URLWeb addresshttps://example.com
EmailEmail address[email protected]

To create a new metadata field:

  1. Navigate to Metadata
  2. Click Add
  3. Enter a name (e.g., “Invoice Date”)
  4. Select the field type (e.g., “Date”)
  5. For Select/Multi-Select types, define the available options
  6. Save the field

Select fields let users choose from a predefined list of options. This ensures consistency — everyone uses the same values.

Select — Choose exactly one option:

  • Payment Status: paid, unpaid, overdue
  • Priority: low, medium, high
  • Department: Sales, Engineering, HR

Multi-Select — Choose one or more options:

  • Tags: urgent, reviewed, approved, archived
  • Categories: personal, business, tax-relevant

When creating a Select or Multi-Select field, you define the available options. These can be added, edited, or removed later.

Metadata fields are connected to documents through categories. When you create a category, you select which metadata fields apply to documents of that type.

For example:

  • Invoices category: Invoice Number, Invoice Date, Amount, Vendor
  • Contracts category: Contract Number, Start Date, End Date, Parties
  • Receipts category: Date, Amount, Vendor, Payment Method

A single field can be used in multiple categories. The “Amount” field might appear in both Invoices and Receipts.

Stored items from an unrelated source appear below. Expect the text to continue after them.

PR #123, opened 2016-10-31
Report when a time series is filtered out during ingest

gabrielgspotify:
Report dropped-by-filter when a filter drops a time series during ingest. This fixes a "XXX:" comment.
Also updated tests.

Is this the right way of doing this? Any comments?


udoprog:
Hey!

That is correct.

Fix the formatting (I recommend you use the code style provided here for future reference: https://github.com/spotify/heroic/tree/master/idea) and the build should pass.

PR #124, opened 2016-10-31
Report when a time series is filtered out during ingest, try#2

gabrielgerhardsson:
Report dropped-by-filter when a filter drops a time series during ingest. This fixes a "XXX:" comment.
Also updated tests.


udoprog:
Thanks! Decrease in test coverage is due to the added lines in the semantic module. Ignoring them for now.

PR #130, opened 2016-11-14
Bumped Bigtable client library to 0.9.4

parmus:
Bigtable client library 0.9.4 downgraded protobuf as well, which is why getColumnFamiliesMap() change to getColumnFamilies()


udoprog:
:+1:

juruen:
:+1:

Issue #126, opened 2016-11-02
Implement slowlog


udoprog:
A `slowlog` is a log that prints information about queries which are slow.

It is typically used to figure out what is adding stress to the system, and is a feature that is required to find them.

@juruen has done some experimentation regarding this, so I'm assigning this issue to him.

dmichel1:
There is a general query log that can be used for this purpose.

PR #131, opened 2016-11-14
Query log - configurable logging of big queries

gabrielgerhardsson:
This adds the possibility to log queries, including information such as ip:port, elapsed time, number of resulting data points, full request.
Define a new Logger called "query.log" to get the output to a separate file. Log level for the query logging is "debug".
Query logging is disabled by default. Use logQueries in the metrics section to enable it.
Logging can be filtered on the amount of data points being returned by the query. Use logQueriesThresholdDataPoints in the metrics section to define lower threshold. Default threshold is 1000000. Sample configuration:

```
metrics:
  logQueries: true
  logQueriesThresholdDataPoints: 1000000
```

### DIFF
--- a/heroic-component/src/main/java/com/spotify/heroic/QueryOriginContext.java
+++ b/heroic-component/src/main/java/com/spotify/heroic/QueryOriginContext.java
@@ -1,0 +1,52 @@
+/*
+ * Copyright (c) 2016 Spotify AB.
+ *
+ * Licensed to the Apache Software Foundation (ASF) under one
+ * or more contributor license agreements.  See the NOTICE file
+ * distributed with this work for additional information
+ * regarding copyright ownership.  The ASF licenses this file
+ * to you under the Apache License, Version 2.0 (the
+ * "License"); you may not use this file except in compliance
+ * with the License.  You may obtain a copy of the License at
+ *
+ *   http://www.apache.org/licenses/LICENSE-2.0
+ *
+ * Unless required by applicable law or agreed to in writing,
+ * software distributed under the License is distributed on an
+ * "AS IS" BASIS, WITHOUT WARRANTIES OR CONDITIONS OF ANY
+ * KIND, either express or implied.  See the License for the
+ * specific language governing permissions and limitations
+ * under the License.
+ */
+
+package com.spotify.heroic;
+
+import java.util.UUID;
+import lombok.AllArgsConstructor;
+import lombok.Data;
+
+@AllArgsConstructor
+@Data
+public class QueryOriginContext {
+    private final String remoteAddr;
+    private final String remoteHost;
+    private final int    remotePort;
+    private final String remoteUserAgent;
+    private final String remoteClientId;
+    private final UUID   queryId;
+    private final String queryString;
+
+    public static QueryOriginContext empty() {
+        return new QueryOriginContext("", "", 0, "", "", UUID.randomUUID(), "");
+    }
+
+    public static QueryOriginContext of(final String  remoteAddr,
+                                        final String  remoteHost,
+                                        final int     remotePort,
+                                        final String  remoteUserAgent,
+                                        final String  remoteClientId,
+                                        final String  queryString) {
+        return new QueryOriginContext(remoteAddr, remoteHost, remotePort, remoteUserAgent,
+                                      remoteClientId, UUID.randomUUID(), queryString);
+    }
+}
--- a/heroic-component/src/main/java/com/spotify/heroic/metric/QueryTrace.java
+++ b/heroic-component/src/main/java/com/spotify/heroic/metric/QueryTrace.java
@@ -25,17 +25,30 @@ import com.fasterxml.jackson.annotation.JsonCreator;
 import com.fasterxml.jackson.annotation.JsonProperty;
 import com.google.common.base.Stopwatch;
 import com.google.common.collect.ImmutableList;
+import lombok.AllArgsConstructor;
 import lombok.Data;
 
 import java.io.PrintWriter;
 import java.util.List;
 import java.util.concurrent.TimeUnit;
 
+@AllArgsConstructor
 @Data
 public class QueryTrace {
     private final Identifier what;
     private final long elapsed;
     private final List<QueryTrace> children;
+
+    private long preAggregationSampleSize;
+    private long numSeries;
+
+    public QueryTrace(final Identifier what, final long elapsed, final List<QueryTrace> children) {
+        this(what, elapsed, children, 0, 0);
+        for (QueryTrace child : children) {
+            preAggregationSampleSize += child.getPreAggregationSampleSize();
+            numSeries += child.getNumSeries();
+        }
+    }
 
     public static QueryTrace of(final Identifier what) {
         return new QueryTrace(what, 0L, ImmutableList.of());
@@ -49,6 +62,15 @@ public class QueryTrace {
         final Identifier what, final long elapsed, final List<QueryTrace> children
     ) {
         return new QueryTrace(what, elapsed, children);
+    }
+
+    public static QueryTrace of(
+        final Identifier what, final long elapsed, final List<QueryTrace> children,
+        final long preAggregationSampleSize, final long numSeries
+    ) {
+        QueryTrace qt = new QueryTrace(what, elapsed, children, preAggregationSampleSize,
+                                       numSeries);
+        return qt;
     }
 
     public void formatTrace(PrintWriter out) {
--- a/heroic-core/src/main/java/com/spotify/heroic/CoreQueryManager.java
+++ b/heroic-core/src/main/java/com/spotify/heroic/CoreQueryManager.java
@@ -97,12 +97,14 @@ public class CoreQueryManager implements QueryManager {
     private final QueryCache queryCache;
     private final AggregationFactory aggregations;
     private final OptionalLimit groupLimit;
+    private final QueryLogger queryLogger;
 
     @Inject
     public CoreQueryManager(
         @Named("features") final Features features, final AsyncFramework async,
         final ClusterManager cluster, final QueryParser parser, final QueryCache queryCache,
-        final AggregationFactory aggregations, @Named("groupLimit") final OptionalLimit groupLimit
+        final AggregationFactory aggregations, @Named("groupLimit") final OptionalLimit groupLimit,
+        CoreQueryLogger queryLogger
     ) {
         this.features = features;
         this.async = async;
@@ -111,6 +113,7 @@ public class CoreQueryManager implements QueryManager {
         this.queryCache = queryCache;
         this.aggregations = aggregations;
         this.groupLimit = groupLimit;
+        this.queryLogger = queryLogger;
     }
 
     @Override
@@ -176,6 +179,11 @@ public class CoreQueryManager implements QueryManager {
 
         @Override
         public AsyncFuture<QueryResult> query(Query q) {
+            boolean shouldLogQueries = features.hasFeature(Feature.LOG_QUERIES);
+            if (shouldLogQueries) {
+                queryLogger.logQueryAccess(q);
+            }
+
             final List<AsyncFuture<QueryResultPart>> futures = new ArrayList<>();
 
             final MetricType source = q.getSource().orElse(MetricType.POINT);
@@ -232,8 +240,17 @@ public class CoreQueryManager implements QueryManager {
 
                 final OptionalLimit limit = options.getGroupLimit().orElse(groupLimit);
 
-                return async.collect(futures,
+                AsyncFuture<QueryResult> queryResult = async.collect(futures,
                     QueryResult.collectParts(QUERY, range, combiner, limit));
+
+                if (shouldLogQueries) {
+                    queryResult = queryResult.directTransform(_queryResult -> {
+                        queryLogger.logQueryResolved(q, _queryResult);
+                        return _queryResult;
+                    });
+                }
+
+                return queryResult;
             });
         }
 
--- a/heroic-core/src/main/java/com/spotify/heroic/http/query/QueryResource.java
+++ b/heroic-core/src/main/java/com/spotify/heroic/http/query/QueryResource.java
@@ -21,6 +21,8 @@
 
 package com.spotify.heroic.http.query;
 
+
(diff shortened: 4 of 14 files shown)


heroic-component/src/main/java/com/spotify/heroic/metric/QueryResult.java
```diff
@@ -95,8 +114,51 @@
...
+                                                      trace, new ResultLimits(limits.build()));
+
+            queryResult.logQueryInfo(request, requestMetadata,
+                                     logQueries, logQueriesThresholdDataPoints);
+
+            return queryResult;
         };
     }
+
+    public void logQueryInfo(final FullQuery.Request request,
```
udoprog: This does not make sense to live in `QueryResult`. Move it to an interface (e.g. `QueryLogger`) and provide an implementation to it in core. Then make use of it in CoreQueryManager.

Similarly do not use static fields for `totalQueriesProcessed` and `queriesAboveThreshold`. When they live outside of `QueryResult`, this is not a problem.

Similarly for `queryLog`, which would be a member of the `QueryLogger` implementation.

heroic-core/src/main/java/com/spotify/heroic/http/query/QueryHttpRequestMetadata.java
```diff
@@ -0,0 +1,44 @@
...
+ * specific language governing permissions and limitations
+ * under the License.
+ */
+
+package com.spotify.heroic.http.query;
+
+import com.spotify.heroic.QueryRequestMetadata;
+import javax.servlet.http.HttpServletRequest;
+
+public class QueryHttpRequestMetadata extends QueryRequestMetadata {
```
udoprog: There is nothing special about `QueryHttpRequestMetadata` that is not already covered by `QueryRequestMetadata`, similarly the factory method `of(HttpServletRequest)` should probably live in the http package and not here.

heroic-core/src/main/java/com/spotify/heroic/metric/MetricManagerModule.java
```diff
@@ -88,6 +90,16 @@
      */
     private final boolean failOnLimits;
 
+    /**
+     * If {@code true}, will enable logging of queries
+     */
+    private final boolean logQueries;
```
udoprog: This should be a `Feature` flag. It's already supported in the query path. (lookup the `Feature` class and its usages).

heroic-component/src/main/java/com/spotify/heroic/metric/QueryResult.java
```diff
@@ -95,8 +114,51 @@
...
+        }
+
+        totalQueriesProcessed.increment();
+
+        long totDataPoints = 0;
+        for (ShardedResultGroup g : groups) {
+            totDataPoints += g.getMetrics().getData().size();
+        }
+
+        if (totDataPoints < logQueriesThresholdDataPoints.orElse(
```
udoprog:
```java
if (logQueriesThresholdDataPoints.isGreaterOrEqual(totalDataPoints)) {
    /*  */
}
```

heroic-component/src/main/java/com/spotify/heroic/metric/QueryResult.java
```diff
@@ -95,8 +114,51 @@
...
+    ) {
+        if (!logQueries) {
+            return;
+        }
+
+        totalQueriesProcessed.increment();
+
+        long totDataPoints = 0;
+        for (ShardedResultGroup g : groups) {
+            totDataPoints += g.getMetrics().getData().size();
```
udoprog: This does not account for how much data was being processed, only how much data is present post-aggregation.

heroic-core/src/main/java/com/spotify/heroic/CoreQueryManager.java
```diff
@@ -97,12 +97,16 @@
     private final QueryCache queryCache;
     private final AggregationFactory aggregations;
     private final OptionalLimit groupLimit;
+    private boolean logQueries;
+    private OptionalLimit logQueriesThresholdDataPoints;
```
udoprog: The threshold should probably be time-based instead of size.

heroic-component/src/main/java/com/spotify/heroic/QueryRequestMetadata.java
```diff
@@ -0,0 +1,49 @@
...
+import lombok.Data;
+
+@Data
+public class QueryRequestMetadata {
+    private final String  remoteAddr;
+    private final String  remoteHost;
+    private final int     remotePort;
+    private final String  remoteUserAgent;
+
+    public QueryRequestMetadata() {
```
udoprog: Use a factory method for this.

```
public class QueryRequestMetadata {
    public static QueryRequestMetadata empty() {
        return new QueryRequestMetadata(...);
    }
}
```

heroic-component/src/main/java/com/spotify/heroic/QueryRequestMetadata.java
```diff
@@ -0,0 +1,49 @@
...
+        remoteAddr = "";
+        remoteHost = "";
+        remotePort = 0;
+        remoteUserAgent = "";
+    }
+
+    public QueryRequestMetadata(final String  remoteAddr,
```
udoprog: Lombok's `@Data` already generates this.

heroic-component/src/main/java/com/spotify/heroic/metric/QueryResult.java
```diff
@@ -95,8 +114,51 @@
...
+
+        if (totDataPoints < logQueriesThresholdDataPoints.orElse(
+                                    OptionalLimit.of(0)).asLong().get()) {
+            return;
+        }
+
+        long currQueriesAboveThreshold = queriesAboveThreshold.incrementAndGet();
+
+        boolean isIPv6 = requestMetadata.getRemoteAddr().indexOf(':') != -1;
+        queryLog.debug("[Query] (" + currQueriesAboveThreshold + "/" + totalQueriesProcessed + ")" +
```
udoprog: Also, use `trace` log level.

Don't align statements like this. Use the format generated by the provided [code-style](https://github.com/spotify/heroic/tree/master/idea) or escape it using `@formatter:off` comments as described in the [README](https://github.com/spotify/heroic#bypassing-validation).

Special formatting (without escaping) causes future issues when someone tries to build on top of your change. And they accidentally format your code, making their change harder to decipher.

heroic-component/src/main/java/com/spotify/heroic/Query.java
```diff
@@ -38,4 +38,6 @@
     private final Optional<QueryOptions> options;
     /* set of experimental features to enable */
     private final Optional<FeatureSet> features;
+    private Optional<QueryRequestMetadata> requestMetadata =
```
udoprog: Make `final`, and don't assign a default value. This will default to `Optional.empty()` if it is not specified.

heroic-core/src/main/java/com/spotify/heroic/http/query/QueryHttpRequestMetadata.java
gabrielgerhardsson: I did this since HttpServer is in heroic-core but QueryResponse is in heroic-component, and I didn't want to add dependency on javax.servlet.http.HttpServletRequest in heroic-component. However, your above comment about moving the main query logging out of QueryResponse is gonna make that a moot point I guess :)

gabrielgerhardsson:
Thanks for the great code review! I'll get cranking.

udoprog:
I think this relates to #126 somehow, @juruen?

heroic-core/src/main/java/com/spotify/heroic/CoreQueryManager.java
gabrielgerhardsson: Touched on this subject earlier today with @juruen. He commented that he had seen that when a big query hit the system it would also slow down other queries, so we'd perhaps see a large swath of queries being logged at that time. I'll add time based threshold tho.

heroic-component/src/main/java/com/spotify/heroic/metric/QueryResult.java
gabrielgerhardsson: I'll clarify that, so that it says "postAggregation..." instead of totDataPoints. 

Also, we were experimenting with taking AggregationResult -> getResults -> getCounters -> get("Aggregation.sampleSize"), and logging that value as preAggregationSampleSize (see the changes in LocalMetricManager and QueryLogger). Would you say that's correct, or is there a better way of getting to know how much data we had before aggregation?

heroic-core/src/main/java/com/spotify/heroic/metric/MetricManagerModule.java
gabrielgerhardsson: I've done this now, but am wondering how this would be configured to be enabled by default without having to recompile.
I know that Feature flags can be set in the query - can a default also be set in the configuration file?

gabrielgerhardsson:
@udoprog 
This is now ready for review again.

I force pushed a large update to this PR, which unfortunately removed the previous code review comments. 
I can say tho that I went through all comments and took action for each one. Hopefully it's better now.

One question from my side: Is it possible to enable a Feature flag in the configuration file? We'd like to be able to enable the new Feature flag com.spotify.heroic.log_queries for all queries (that doesn't specify otherwise). It can be enabled by default in code, but that's not optimal.

heroic-core/src/main/java/com/spotify/heroic/http/query/QueryResource.java
```diff
@@ -143,6 +177,28 @@ private void bindMetricsResponse(
                 r.getLimits()));
     }
 
+    private QueryMetrics parseQueryMetricsFrom(String queryString) {
+        QueryMetrics query = null;
+        try {
+            query = objectMapper.readValue(queryString, QueryMetrics.class);
+        } catch (IOException e) {
+            log.info("Failed to deserialize JSON to QueryMetrics object! \"" + queryString + "\"");
+            log.info("Error: " + e.toString());
```
udoprog: Logging is the wrong choice, just throw the exception raised here and the user should be notified.

I'm a bit suspicious of this approach that it would maintain all user interaction (specifically supply the user with correctly formatted `4xx` responses). You are probably better of serializing the `QueryMetrics` instead.

heroic-component/src/main/java/com/spotify/heroic/metric/QueryTrace.java
```diff
@@ -25,18 +25,31 @@
...
 import java.util.concurrent.TimeUnit;
 
+@AllArgsConstructor
 @Data
 public class QueryTrace {
     private final Identifier what;
     private final long elapsed;
     private final List<QueryTrace> children;
 
+    private long preAggregationSampleSize;
```
udoprog: Everything should be `final`, all data structures are immutable.

heroic-core/src/main/java/com/spotify/heroic/CoreQueryManager.java
```diff
@@ -232,8 +240,17 @@ public Aggregation visitString(final StringExpression e) {
 
                 final OptionalLimit limit = options.getGroupLimit().orElse(groupLimit);
 
-                return async.collect(futures,
+                AsyncFuture<QueryResult> queryResult = async.collect(futures,
                     QueryResult.collectParts(QUERY, range, combiner, limit));
+
+                if (shouldLogQueries) {
+                    queryResult = queryResult.directTransform(_queryResult -> {
```
udoprog: We generally don't use any underscore convention.

Also, no need to transform the result, do this instead:
```java
queryResult.onResolved(result -> {
  queryLogger.logQueryResolved(q, result);
});
```

heroic-core/src/main/java/com/spotify/heroic/metric/MetricManagerModule.java
```diff
@@ -88,6 +89,11 @@
      */
     private final boolean failOnLimits;
 
+    /**
+     * Limit which queries that are logged
+     */
+    private final OptionalLimit logQueriesThresholdDataPoints;
```
udoprog: This variable name reads a bit weird, either `DataPoints` should come before `Threshold`, or use something simpler like `logQueryThreshold`.

heroic-core/src/main/java/com/spotify/heroic/http/query/QueryResource.java
```diff
@@ -143,6 +177,28 @@ private void bindMetricsResponse(
...
+        return query;
+    }
+
+    private QueryBatch parseQueryBatchFrom(String queryString) {
+        QueryBatch query = null;
+        try {
+            query = objectMapper.readValue(queryString, QueryBatch.class);
+        } catch (IOException e) {
+            log.info("Failed to deserialize JSON to QueryBatch object! \"" + queryString + "\"");
+            log.info("Error: " + e.toString());
```
udoprog: Same here.

heroic-component/src/main/java/com/spotify/heroic/QueryOriginContext.java
```diff
@@ -0,0 +1,52 @@
...
+    private final String remoteUserAgent;
+    private final String remoteClientId;
+    private final UUID   queryId;
+    private final String queryString;
+
+    public static QueryOriginContext empty() {
+        return new QueryOriginContext("", "", 0, "", "", UUID.randomUUID(), "");
+    }
+
+    public static QueryOriginContext of(final String  remoteAddr,
```
udoprog: Don't align parameters. Also, the correct way to align this is a line break before the opening and closing paranthesis.

Are you using the provided formatter?

heroic-core/src/main/java/com/spotify/heroic/metric/MetricManagerModule.java
```diff
@@ -54,6 +54,7 @@
 public class MetricManagerModule {
     public static final int DEFAULT_FETCH_PARALLELISM = 100;
     public static final boolean DEFAULT_FAIL_ON_LIMITS = false;
+    public static final long DEFAULT_LOG_QUERIES_THRESHOLD = 1000000;
```
udoprog: Make the type of this `OptionalLimit`.

PR #136, opened 2016-11-22
onComplete log severity "DEBUG"

mykolasmith:
Having a WARN message every time the BigTable client completes a transaction results in extremely verbose logging for high throughput applications.


juruen:
I believe that's not the BT client. I was under the impression that's the HTTP client that triggers the request.

@udoprog should be able to clarify this.

mykolasmith:
@juruen I assumed it was the HTTP client triggering a call to the BigTable client since every time I hit `/write`, I get the following log message:

```2016-11-22 21:07:32,512 WARN c.s.h.c.CoreJavaxRestFramework [bigtable-batch-pool-287] Client completed```

Could this actually be slowing down the HTTP client? I imagine it has to finish logging that message before it can move on and process the next request (purely speculating: I don't know how the JavaxRestFramework actually works)

udoprog:
Looks like a good change. I even think `debug` might be appropriate in this case.

> Could this actually be slowing down the HTTP client? I imagine it has to finish logging that message before it can move on and process the next request (purely speculating: I don't know how the JavaxRestFramework actually works)

There shouldn't be any client slowdown. The Jersey server is configured to be used asynchronously which causes it to have distinct thread pools for accepting requests, and passing them into the handler.
This even seems to be utilizing cycles from the pool that finished the request, rather than any of those internal ones (`bigtable-batch-pool-287`).

I wouldn't rule it out completely without a benchmark though, but so far I've seen no proof that the HTTP layer can't keep up with the rest of the stack.

mykolasmith:
@udoprog Updated to be debug instead of info. Please merge?

udoprog:
@mykolasmith Sorry, I've had a few things occupying me this week. Could you fix the commit message to reflect the corrected log level?

mykolasmith:
Updated commit message and pull request to reflect debug log level.

udoprog:
@mykolasmith looks like you got a few more commits than you bargained for.

mykolasmith:
@udoprog Sorry, I clicked "Update branch". Going forward, I will not do that. I rolled back those merges. It should be just my change now.

udoprog:
If you look in the list of commits for this PR you can still see 5 commits.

When you open a document that has an assigned category, the metadata panel shows all fields defined for that category.

To fill in metadata:

  1. Open the document
  2. Look for the metadata panel (usually on the right side)
  3. Enter values for each field
  4. Save the document

Fields can be filled in at any time while the document is in draft state. Once a document is archived, metadata can only be changed by creating a new version.

Metadata enables precise document searches. Instead of searching for “invoice 500” in the document text, you can search for:

  • Invoice Amount = 500
  • Invoice Date = 2024-03-15
  • Vendor = “Acme Corp”
  • Payment Status = “unpaid”

This returns exact matches rather than documents that happen to contain those words somewhere in their text.

Depending on the field type, different operators are available:

TypeOperators
Textequals, contains, starts with
Number/Monetaryequals, greater than, less than, between
Dateequals, before, after, between
Selectequals, is one of
Booleanis true, is false

Date-type metadata fields can serve as the retention pivot — the starting point for calculating when a document expires.

For example, if your Invoices category has a 10-year retention period with “Invoice Date” as the pivot, a document with Invoice Date = 2024-01-15 will expire on 2034-01-15 (or 2034-12-31 with end-of-year extension).

This is more accurate than using the upload date, especially when you’re digitizing old documents.

See Data Retention for details.

  1. Plan your fields — Before creating fields, think about what information you need to capture and how you’ll search for it.

  2. Use appropriate types — Don’t use Text for dates or numbers. Typed fields enable proper sorting and comparison.

  3. Keep names consistent — Use the same field across categories when the meaning is identical (e.g., one “Amount” field, not “Invoice Amount” and “Receipt Amount”).

  4. Use Select for controlled values — When there’s a fixed set of valid options, use Select instead of Text to ensure consistency.

  5. Document your fields — Use the description field to explain what each metadata field is for, especially for fields that might be ambiguous.